Louis XVIII (1785 - 1840?), known as Louis-Charles, was King of France in the 1820s. Although Sobel does not specifically say so, it is likely that he was the younger brother of Louis Joseph, who became King Louis XVII in 1793, and that he succeeded as King of France after his brother's death in the early 19th century. Sobel mentions that Louis XVIII was strongly anti-British, which was to be expected of someone who grew up seeing Paris occupied for several years by British troops, and his royal brother reduced to a British puppet.
Louis' anti-British feelings led him to make common cause with Mexican President Andrew Jackson, whose own hatred of the British was well-known. In February 1824 it was revealed that Louis' government had agreed to loan $4 million to the Mexican government, with more to come later on.
Sobel makes no further mention of Louis XVIII after the 1820s.
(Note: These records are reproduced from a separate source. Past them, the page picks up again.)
PR #133, opened 2023-10-10
Implement Scenario With Multiple Tokenization Priorities

Hedgemon4:
### Description

- Implemented a scenario with multiple tokenization priorities for benchmarking the algorithms with priority satisfaction

### DIFF
--- a/benchmarking/evaluations/scenarios/multiple_tokenization_goals.py
+++ b/benchmarking/evaluations/scenarios/multiple_tokenization_goals.py
@@ -1,0 +1,49 @@
+from typing import List
+
+from api.models.enums import DiversifyType, ScenarioAttribute, TokenizationConstraintDirection
+from api.models.tokenization_constraint import TokenizationConstraint
+from benchmarking.evaluations.goals import DiversityGoal, WeightGoal
+from benchmarking.evaluations.interfaces import Scenario, Goal
+
+
+class MultipleTokenizationGoals(Scenario):
+    def __init__(self, value_of_gpa: int, value_of_race: int, value_of_age):
+        self.value_of_gpa = value_of_gpa
+        self.value_of_race = value_of_race
+        self.value_of_age = value_of_age
+
+    def name(self) -> str:
+        return "Scenario to run multiple tokenization goals"
+
+    @property
+    def goals(self) -> List[Goal]:
+        return [
+            DiversityGoal(
+                DiversifyType.CONCENTRATE,
+                ScenarioAttribute.GPA.value,
+                tokenization_constraint=TokenizationConstraint(
+                    direction=TokenizationConstraintDirection.MAX_OF,
+                    threshold=3,
+                    value=self.value_of_gpa
+                )
+            ),
+            DiversityGoal(
+                DiversifyType.DIVERSIFY,
+                ScenarioAttribute.RACE.value,
+                tokenization_constraint=TokenizationConstraint(
+                    direction=TokenizationConstraintDirection.MIN_OF,
+                    threshold=2,
+                    value=self.value_of_race,
+                ),
+            ),
+            DiversityGoal(
+                DiversifyType.CONCENTRATE,
+                ScenarioAttribute.AGE.value,
+                tokenization_constraint=TokenizationConstraint(
+                    direction=TokenizationConstraintDirection.MAX_OF,
+                    threshold=3,
+                    value=self.value_of_age
+                )
+            ),
+            WeightGoal(diversity_goal_weight=1)
+        ]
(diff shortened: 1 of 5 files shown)


benchmarking/evaluations/scenarios/multiple_tokenization_goals.py
```diff
@@ -0,0 +1,53 @@
...
+                    threshold=3,
+                    value=self.value_of_gpa,
+                ),
+            ),
+            DiversityGoal(
+                DiversifyType.DIVERSIFY,
+                ScenarioAttribute.RACE.value,
+                tokenization_constraint=TokenizationConstraint(
+                    direction=TokenizationConstraintDirection.MIN_OF,
+                    threshold=2,
```
Opeyem1a, line 39: why is this threshold different?

benchmarking/runs/multiple_tokenization_goals.py
```diff
@@ -0,0 +1,188 @@
...
+from benchmarking.evaluations.metrics.minimum_gini_index import MinimumGiniIndex
+from benchmarking.evaluations.metrics.priority_satisfaction import PrioritySatisfaction
+from benchmarking.evaluations.scenarios.multiple_tokenization_goals import (
+    MultipleTokenizationGoals,
+)
+from benchmarking.simulation.goal_to_priority import goals_to_priorities
+from benchmarking.simulation.simulation import Simulation
+
+
+def concentrate_multiple_max_3(num_trials: int = 10):
```
Opeyem1a, line 28: this name feels weird? I think don't be afraid of long function names here and just say the tokenization constraint part

benchmarking/runs/multiple_tokenization_goals.py
```diff
@@ -0,0 +1,188 @@
...
+    """
+    Goal: Run a scenario with multiple tokenization constraints to benchmark the algorithm
+    """
+
+    # Defining our changing x-values (in the graph sense)
+    class_sizes = list(range(50, 501, 50))
+    num_trials = 10
```
Opeyem1a, line 35: unneeded, num_trials comes from the function arguments
(pls quick check other runs in case we made this mistake elsewhere too)

benchmarking/runs/multiple_tokenization_goals.py
```diff
@@ -0,0 +1,188 @@
...
+from benchmarking.evaluations.scenarios.multiple_tokenization_goals import (
+    MultipleTokenizationGoals,
+)
+from benchmarking.simulation.goal_to_priority import goals_to_priorities
+from benchmarking.simulation.simulation import Simulation
+
+
+def concentrate_multiple_max_3(num_trials: int = 10):
+    """
+    Goal: Run a scenario with multiple tokenization constraints to benchmark the algorithm
```
Opeyem1a, line 30: "to benchmark ..." is not relevant, that's assumed, what might be relevant is mentioning the metrics you're using

benchmarking/runs/multiple_tokenization_goals.py
```diff
@@ -0,0 +1,188 @@
...
+    graph_dicts = [
+        graph_runtime_dict,
+        graph_avg_gini_dict,
+        graph_priority_dict,
+    ]
+
+    for class_size in class_sizes:
+        print("CLASS SIZE /", class_size)
+
+        number_of_teams = math.ceil(class_size / 5)
```
Opeyem1a, line 65: The team size here actually matters quite a bit, just me noting that you might want to be a bit more cognizant of this line making the team_size=5

benchmarking/evaluations/scenarios/multiple_tokenization_goals.py
```diff
@@ -0,0 +1,53 @@
...
+
+
+class MultipleTokenizationGoals(Scenario):
+    def __init__(self, value_of_gpa: int, value_of_race: int, value_of_age):
+        self.value_of_gpa = value_of_gpa
+        self.value_of_race = value_of_race
+        self.value_of_age = value_of_age
+
+    def name(self) -> str:
+        return "Scenario to run multiple tokenization goals"
```
Opeyem1a, line 20: you can be more specific here, intent of this name was to be able to use it while generating figures

Opeyem1a (changes requested):

benchmarking/evaluations/scenarios/multiple_tokenization_goals.py
Hedgemon4: I think this was just because I basically just wanted a scenario with more varied parameters to see how the algorithm performed, but I was not sure what exactly to call it. I will come up with a better name and I think that will solve most of the problems in this PR.

Opeyem1a (approved):
lgtm

PR #134, opened 2023-10-11
revamp priority algorithm and runner

Opeyem1a:
adding priority to the newer structure, early prep for what the algorithm runner will look like

### DIFF
--- a/api/ai/new/priority_algorithm/priority_algorithm.py
+++ b/api/ai/new/priority_algorithm/priority_algorithm.py
@@ -1,0 +1,175 @@
+import time
+from typing import cast, Dict, List
+
+from api.ai.new.interfaces.algorithm import Algorithm
+from api.ai.new.interfaces.algorithm_config import PriorityAlgorithmConfig
+from api.ai.new.interfaces.algorithm_options import (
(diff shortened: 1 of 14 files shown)


api/ai/new/priority_algorithm/priority_algorithm.py
```diff
@@ -0,0 +1,174 @@
...
+            iteration += 1
+
+        # the first team set is the "best" one
+        return self._unpack_priority_team_set(team_sets[0])
+
+    def mutate(self, team_set: PriorityTeamSet) -> List[PriorityTeamSet]:
+        """
+        Mutate a single teamset into child teamsets
+        """
+        algorithm = 1
```
justino599, line 96: I think this should be a part of the `PriorityAlgorithmConfig`

justino599 (changes requested):

api/ai/new/priority_algorithm/priority_algorithm.py
Opeyem1a: Oh yeah I gotta do the full refactor for it though

justino599 (approved):

PR #143, opened 2023-10-12
Add Multiple Round Robin With Adjusted Winner

### LINKED ISSUE #142: Multiple Round Robin with Adjusted Winners (MRR)

ketphan02:
### Sample run
```text
Class size: 20
-----
Team 2: 6 2 14 9 
-----
Team 4: 4 3 0 17 
-----
Team 1: 8 16 11 
-----
Team 6: 19 5 
-----
Team 5: 15 10 13 
-----
Team 3: 18 7 1 12 
```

By 1845 he had been succeeded on the French throne by Henry V.
Sobel's source for Louis XVIII and his alliance with Jackson is Henri de Amory's The Ghost of Lafayette: The Franco-Mexican Alliance (Mexico City, 1959).
IOW Louis-Charles outlived his older brother Louis Joseph and became the presumptive King of France after his father's execution in 1793. He was never crowned and never reigned, but French royalists refer to him as Louis XVII. Louis-Charles died in captivity in 1795, after which his uncle the Count of Provence claimed the throne as Louis XVIII.